There have been some minor changes, but the Liberal government has not carried out a comprehensive reform to improve access to employment insurance for workers in the agriculture, fisheries, forestry, and tourism sectors. These sectors are incredibly important to the economy, and we need to make sure we support the people working in them.
The unemployed workers' movement in Quebec claims that the Liberal government has not reformed the employment insurance system. Forty-four percent of Canadians will not be eligible for employment insurance. That is a lot of people, a lot of Canadians and Quebeckers who need reform and change so they can access EI when they need it. This is really important to them.

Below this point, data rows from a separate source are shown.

PR #716, opened 2024-03-25
refactor(cardinal): move /query/debug/state from plugins to http handlers

jerargus:
Closes: WORLD-996

## Overview

Move the debug state handler out of plugins and back over to an HTTP handler.
Note, the cardinal/server/handler/debug.go was jus moved, and there are no actual logic changes.

The debug_test file was changed to 1) hit the HTTP endpoint instead of using the query directly and 2) use the structs that already exist in the test suite.

## Testing and Verifying

Existing tests were modified to hit the HTTP endpoint instead of using the query.


cardinal/server/handler/debug.go
```diff
@@ -0,0 +1,66 @@
...
+	ID         types.EntityID             `json:"id"`
+	Components map[string]json.RawMessage `json:"components" swaggertype:"object"`
+}
+
+type DebugStateResponse []*debugStateElement
+
+// GetDebugState godoc
+//
+//	@Summary		Get information on all entities and components in world-engine
+//	@Description	Displays the entire game state.
```
smsunarto, line 25: nit: formatting seems borked here

cardinal/server/handler/debug.go
```diff
@@ -0,0 +1,66 @@
...
+//	@Produce		application/json
+//	@Success		200	{object}	DebugStateResponse
```
smsunarto, line 27: nit: we should probably annotate possible internal server error (Error 500)

cardinal/server/handler/debug.go
```diff
@@ -0,0 +1,66 @@
...
+type debugStateElement struct {
+	ID         types.EntityID             `json:"id"`
+	Components map[string]json.RawMessage `json:"components" swaggertype:"object"`
+}
+
+type DebugStateResponse []*debugStateElement
+
+// GetDebugState godoc
+//
+//	@Summary		Get information on all entities and components in world-engine
```
smsunarto, line 24: nit: `Get all entity and component state in Cardinal`

cardinal/server/handler/debug.go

We really hoped to see some progress on reducing inequality. We know that a special committee was formed to examine pay equity. A report entitled “It's Time to Act” was even published. The government committed to taking action, but not today, tomorrow, or even in a year. It is going to introduce a bill on pay equity to ensure that women and men earn equal pay for work of equal value. It is going to take until the end of 2018. I am trying to understand why the government is dragging its feet on introducing a bill that would truly further equality.
I think everyone agrees that there is still work to be done. It is 2017. The government claims to be feminist, but it needs to walk the talk. This bill needs to pass quickly. We are deeply disappointed to see so many things missing from this budget, especially since the government is always saying that it can do better.
The government should have done better with this legislation.